Галька не ожидала такого поворота в разговоре с художником, она думала совсем о другом, потому вытаращила на бородатого глаза, никак не понимая, что он от нее хочет. Но идея, внезапно озарившая ее, была настолько замечательной, что она вмиг забыла о предложении художника.
На следующий день в газете было опубликовано короткое объявление: "Обреченный! Ждем тебя каждый день в 18.00 на Крымской набережной под мостом. Галька + Любовь".
Глава 33
Шелестов проводил свое первое занятие по горной подготовке со взводом специального назначения в учебном центре. Рослые парни в пятнистых комбинезонах смотрели на него, как на ископаемое.
— Вы на Эверест не поднимались, товарищ капитан? — спросил один из них.
— Это правда, что нас хотят переквалифицировать в горную роту? — спросил другой.
— А какая самая высокая гора на Кавказе? — поинтересовался третий.
В новой должности Шелестов почувствовал, что, наконец, начал заниматься своим делом. Он мог свободно рассказывать о горах часами и добрым словом вспоминал Стаса, благодаря которому обновил навыки скалолазания.
В общежитии, которое находилось в десяти минутах ходьбы от части, Шелестову дали комнату. Такой привилегией — жить в отдельной комнате — пользовался только инструкторский состав. Пустую комнату, в которой из мебели стояли лишь койка, шкаф и тумбочка, заполнить еще чем-нибудь оказалось для Шелестова достаточно сложным делом. Он приволок списанный стол, полку для книг и электроплитку, под койкой сложил несколько мотков веревки, репшнура и рюкзак с металлическим снаряжением.

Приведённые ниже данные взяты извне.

PR #5131, opened 2015-11-25
Fix bug in edit tag dialog when fetching

terrorfisch:
Before: When only one song is selected and the tag fetcher returns the value a field already has, the value of the field gets erased. The reason for this became not 100% clear to me. This bug was introduced in #5094 

The changes prevent that a field gets updated when the value did not change. Furthermore the fields changed by the tag fetcher are no longer hard coded to allow easy extending and more readable code.

### DIFF
--- a/src/musicbrainz/tagfetcher.cpp
+++ b/src/musicbrainz/tagfetcher.cpp
@@ -27,6 +27,9 @@
 #include <QUrl>
 #include <QtConcurrentMap>
 
+const std::array<QString, 5> TagFetcher::kFetchedFields{
+    {"title", "artist", "album", "track", "year"}};
+
 TagFetcher::TagFetcher(QObject* parent)
     : QObject(parent),
       fingerprint_watcher_(nullptr),
--- a/src/musicbrainz/tagfetcher.h
+++ b/src/musicbrainz/tagfetcher.h
@@ -24,6 +24,8 @@
 #include <QFutureWatcher>
 #include <QObject>
 
+#include <array>
+
 class AcoustidClient;
 
 class TagFetcher : public QObject {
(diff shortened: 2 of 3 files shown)


src/musicbrainz/tagfetcher.cpp
```diff
@@ -27,6 +27,9 @@
 #include <QUrl>
 #include <QtConcurrentMap>
 
+const std::array<QString, 5> TagFetcher::kFetchedFields{
```
hatstand: Please avoid static non-POD variables.

terrorfisch: Do you think it's reasonable to switch to an enum class for the field id?

hatstand: IIRC, c++11 enum class doesn't compile on some of our platforms.

hatstand: I take it back, we're using it elsewhere already so it must work now.

terrorfisch: Have you any objections adding the methods
```
QVariant get_attribute( AttributeId ) const;
void set_attribute( AttributeId, const QVariant& );
```
to the Song class and make AttributeId a nested enum? My feeling is, that it logically belongs there and may be useful somewhere else.

hatstand: Not sure, `Song::kColumns` is a similar id list; could merge them but I think there might be fields in `Song` that aren't necessarily in the database.

abika:
I just stumbled across this. The problem is that in `InitFieldValue()` the `editor->clear()` call emits the signal `textChanged()` (if the editor already had a value) and this triggers the field to be erased in `UpdateFieldValue()`.

I would suggest a solution without calling `InitFieldValue()`, the code is already complicated enough.

And I cannot confirm that this patch actually fixes the bug!?

terrorfisch:
> And I cannot confirm that this patch actually fixes the bug!?

I'm quite shure it did for me. But if the reason you worked out is true it indeed shouldn't.

I will close this pull request, as I dont have the time atm to refine it. Maybe you can come up with a better fix.

Issue #1241, opened 2013-12-07
Moving files within library loses ratings/playcounts


Clementine-Issue-Importer:
_From [Gavin77](https://code.google.com/u/111310800507815713391/) on January 04, 2011 17:26:06_

What steps will reproduce the problem? 1. I have 2 main folders both included in the library, first is music I need to backup, 2nd is my main archive.
2. Once I've backed up some music I move it to my main archive folder.
3. The ratings and playcounts on those files are then lost. What is the expected output? What do you see instead? Ratings/playcounts should be kept intact.  They are not. What version of the product are you using? On what operating system? 0.6 r2562 Kubuntu 10.10

_Original issue: http://code.google.com/p/clementine-player/issues/detail?id=1241_

sabret00the:
I can accept that some files I change are losing ratings. But some files I've not changed are losing ratings and that's just frustrating. Clementine in its current state just isn't reliable.

abika:
If somebody is still interested: #5135

v-fox:
Wouldn't using checksums of accompanying moodbar-files, which basically are fingerprints, be perfect for that ? Even replacing filepaths in playlists with them. Moodbar really is the best thing that ever happened to music players.

torotil:
This bug means that you can either use the library management functionality or dynamic playlists based on ratings (and last played time). I think both are major features of this player. For me this is a blocker in order to switch over from amarok.

thenewnano:
Can you please merge the #5135  !

PR #5135, opened 2015-11-26
New feature: song fingerprinting and file tracking

abika:
A new  feature for tracking filename changes for playlist songs.

On inserting songs into the playlist a fingerprint is created for each song and the directory of the song is watched for changes. If a songs filename changes, the new file is found by searching in the same directory with the fingerprint of the song.
Of course, this makes tracking currently very limited: only renames are detected. But its only kind of a proof-of-concept, the real benefit comes when fingerprints are added to the database.

### How is the fingerprint calculated?
-> `hash( chromaprint( first10SecsOfSong ) + lengthOfSong )`

There is also a fallback using the first 512byte of a file if Chromaprint fails.

### What are the properties of this calculation method?
* agnostic to file meta/ID2/ID3 tags: YES! E.g. mp3 tags can be inserted/removed/changed, the fingerprint stays the same.
* agnostic to media format/bitrate: unfortunately no. AcoustID is too sensitive.
* uniqueness: tested with 10000+ songs, all FPs were unique 
* calculation speed: ~ 0.1secs per song. This not very fast and I'm open to suggestions for improvement here.

### Why is resampling turned of in Chromaprint for FP creation?
When repeatedly processing the same track GStreamer produces slightly different output streams if resampling is done. The result is different fingerprints for the same file.
(This also happens when requesting Musicbrainz but its not that important here.)

### Why watching directories and not the files directly?
The number of (inotify) filesystem watches is limited. This limit would be easily reached for a large number of playlist songs.
***

As a next step, I'm planning to insert fingerprints to the playlist-backend (=database). But I would like to have some feedback first...)


hatstand:
I'm not really sure if we want this or not yet but you can definitely improve performance by running multiple Chromaprints in parallel. The transcoder does something similar and I believe Chromaprinter is used in parallel elsewhere too.

abika:
Well, the performance gain of using concurrent threads is not that big (less then half of computation time on my machine with 4 CPU cores). And I would like to avoid massive parallel IO work for something that should be running only additionally in the background. The Tagreader is already reading every file and user will certainly complain if Clementine is using almost all system resources, even if its only for a short time.

BTW, in the long run this will eventually close #1241 .

Kwaadpepper:
Hey thanks for this work, i would also say that in ```preference -> automatic updates -> save stats in file tag if possible``` is regularly failing here on linux, but i saw the same behavior on windows too. I don't know the reason of this yet, but sure this option ( disabled by default) is the reason. When activated you will have ```Updating Library 0%```. I believe something is failing on some files for unknown reason  and fall back is not handled properly. This would also fix benefit #1241.
This option is in the same spirit as you are trying to do, i have not tested your branch, but merging this with your behaviour could be nice and in the same time maybe fixing it :smile:

uaEquals42:
I would love to be able to reorganize files without having to worry about loosing statistics/scores for music files.  Any news on whether or not this will be merged?

abika:
after a long time... is there anything that prevents this from merging? I mean the "detect file name changes" option is working fine, it's off by default, and the code doesn't interfere with anything (9 months and still no conflicts).

Can somebody decide this, please?

zuf:
I want this feature in clementine, please merge this PR.

v-fox:
If I had any money I would pay top dollar for this feature to be collection-wide, along with Qt5 build, proper FLAC/cue support and obnoxious tagreader hang fix. After that, you can just retire because you'd made the perfect audio player.

If there are concerns about performance, Clementine really should do any I/O operations besides playing a song as ["idle" ioclass](http://man7.org/linux/man-pages/man1/ionice.1.html) thread.

abika:
first conflict (minor problem in *.ui file), rebased.

> If there are concerns about performance, Clementine really should do any I/O operations besides playing a song as "idle" ioclass thread.

The thread of the songtracker has already `QThread::IdlePriority`.

zuf:
Why it still not merged yet?

Kwaadpepper:
This should really be considered to be include.

abika:
Rebased again.

And moved/deleted songs are now grayed out in the playlist.

comfy33:
So am I understanding correctly that we still can't move files without graying out the file/song in any playlists that song is in? I've been trying all night and can't seem to find a way to enable this.

abika:
Currently there is only support (with this patch and Playlist->"Detect file name changes" enabled) for rename detection of playlist files while Clementine is running.

---
Still waiting for some response e.g. from @hatstand ...

tmarplatt:
#1241 is one issue that bugs me most (just this one, actually) about Clementine. I can't just reorganize my music library by changing directories because it will break custom ratings.

Please consider merging this feature into master. 

Also @abika if you need further testing (5000+ song sample to test under Linux Mint) please walk me over the required steps. I'll be glad to provide results.

abika:
@tmarplatt (and everybody else) If you know how, you can compile and test the renaming feature. Any feedback appreciated.

pschichtel:
I just recently implemented a rename detection approach in [my music synchronizer](https://github.com/pschichtel/ConvertedSync/issues/16) by using the user_xattr support most filesystems offer these days.

Short version: Store the known location in an user-attribute upon first sight. When a new file is detected that already has the attribute, update playlists referencing the old location and update the attribute in the file.

- No complicated fingerprint calculations
- No heavy IO (a "known location" lookup table could be build during indexing)
- Renames can be arbitrary

hatstand:
xattr won't work on Windows or Mac.

pschichtel:
https://en.wikipedia.org/wiki/Extended_file_attributes
The wikipedia and the Java 8 source code tell me that there is xattr support at least in Windows. But if it is not well enough support you could just use your existing database in the same way.

hatstand:
Using the database is the exact problem you are trying to solve by using xattr

pschichtel:
Not really. The intention was to avoid heavy IO and fingerprinting

thenewnano:
Let me tell a short story here : 
I do DJ for Argentine Tango events, we do have many many playlists organised in folders etc , each playlist has 4 songs 4x2.5m , so for a long **night** I use and create **maybe 100 playlists.** I am depending on this function, as clementine seems to be the only player having folder structure for playlists, even if it has no support to search in playlist I still use it as the folders are useful. 

Now to the **nightmare** I have now , I did evolve my metadata use which is a bit scary, but still my library of 42000 songs became crazy unmanageable, too many duplicate etc , I have spend days now reorganising and renaming all files... and next step is **to manually create my playlists again**, and I really can't trust that files don't change name again for ever etc, **syncing between 3 computers where library path has not been the same** is the next nightmare I have coped with in 3 years now! 

**If we fingerprint files then all these issues are gone! there is a merge request so can we please merge it ?**

abika:
Rebased again and made a minor change to be compatible with Qt5/the qt5 branch.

В общежитии было в меру шумно и оживленно. По утрам начиналось столпотворение в районе умывальников, коридор сотрясался от топота ботинок с толстой рифленой подошвой. Днем на всех этажах зависала благостная тишина, а ближе к вечеру они снова наполнялись запахами и звуками жизни. На общей кухне толкались мускулистые мужики в тельняшках, дымили мясом, картошкой и яичницей; в душевых гремели тазы, усиленные эхом, разлетались по коридорам грубые словечки и выражения. В холе, переоборудованном под спортзал, кряхтели "качки", звенели блинами от штанги, с криками рубились в рукопашной каратисты, зверели около груш боксеры. Тенью, словно стыдясь своей немужской природы, скользили по коридору и исчезали в дверях комнат женщины.